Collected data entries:

PR #2441, opened 2021-02-18
Change process setup to minimize the initially-accessible amount of memory.

jrvanwhy:
### Pull Request Overview

This was discussed at https://github.com/tock/tock/issues/1769. This change removes the Tock 1.0 behavior of always giving processes at least 3 kB of usable memory, and instead provides processes the minimum-possible amount of accessible memory to start. This simplifies the C and Rust runtimes, as the runtime initialization assembly can now unconditionally adjust the process break before setting the stack pointer.

The Tock 2.0 rewrite of `libtock-rs` already uses the new semantics on RISC-V, and will use these new semantics on ARM when I merge my work-in-progress code upstream.

### Testing Strategy

Running the tock-on-titan `flash_test` app on H1 (a Cortex-M3 chip) using these changes.

### Documentation Updated

### Formatting

- [X] Ran `make prepush`.

### DIFF
--- a/arch/cortex-m/src/syscall.rs
+++ b/arch/cortex-m/src/syscall.rs
@@ -61,17 +61,9 @@ impl kernel::syscall::UserspaceKernelBoundary for SysCall {
     type StoredState = CortexMStoredState;
 
     fn initial_process_app_brk_size(&self) -> usize {
-        // TOCK 1.X
-        //
-        // The 1.x Tock kernel allocates at least 3 kB to processes, and we need
-        // to ensure that happens as userspace may expect it.
-        3 * 1024
-
-        // TOCK 2.0
-        //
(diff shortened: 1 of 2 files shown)


jrvanwhy:
Huge thank you to Brad for #2383 !

Also, I was unable to test this change on RISC-V. The only RISC-V test environment I have available is QEMU's simulated Hifive1, and the latest `tock-2.0-dev` hifive1 kernel is not booting (with or without these changes). I don't have the time to debug it, unfortunately.

hudson-ayers (approved):

bradjc (approved):

lschuermann:
@jrvanwhy Thanks for doing this! I didn't do it as part of #2407 as I didn't have a chance to test the new behavior at that moment. Great that this is integrated now.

> _WHAT TO PRODUCE_:
Copy every line above without altering a word.

> _RESPONSE TO THE EXERCISE_:
PR #2441, opened 2021-02-18
Change process setup to minimize the initially-accessible amount of memory.

jrvanwhy:
### Pull Request Overview

This was discussed at https://github.com/tock/tock/issues/1769. This change removes the Tock 1.0 behavior of always giving processes at least 3 kB of usable memory, and instead provides processes the minimum-possible amount of accessible memory to start. This simplifies the C and Rust runtimes, as the runtime initialization assembly can now unconditionally adjust the process break before setting the stack pointer.

The Tock 2.0 rewrite of `libtock-rs` already uses the new semantics on RISC-V, and will use these new semantics on ARM when I merge my work-in-progress code upstream.

### Testing Strategy

Running the tock-on-titan `flash_test` app on H1 (a Cortex-M3 chip) using these changes.

### Documentation Updated

### Formatting

- [X] Ran `make prepush`.

### DIFF
--- a/arch/cortex-m/src/syscall.rs
+++ b/arch/cortex-m/src/syscall.rs
@@ -61,17 +61,9 @@ impl kernel::syscall::UserspaceKernelBoundary for SysCall {
     type StoredState = CortexMStoredState;
 
     fn initial_process_app_brk_size(&self) -> usize {
-        // TOCK 1.X
-        //
-        // The 1.x Tock kernel allocates at least 3 kB to processes, and we need
-        // to ensure that happens as userspace may expect it.
-        3 * 1024
-
-        // TOCK 2.0
-        //
(diff shortened: 1 of 2 files shown)


jrvanwhy:
Huge thank you to Brad for #2383 !

Also, I was unable to test this change on RISC-V. The only RISC-V test environment I have available is QEMU's simulated Hifive1, and the latest `tock-2.0-dev` hifive1 kernel is not booting (with or without these changes). I don't have the time to debug it, unfortunately.

hudson-ayers (approved):

bradjc (approved):

lschuermann:
@jrvanwhy Thanks for doing this! I didn't do it as part of #2407 as I didn't have a chance to test the new behavior at that moment. Great that this is integrated now.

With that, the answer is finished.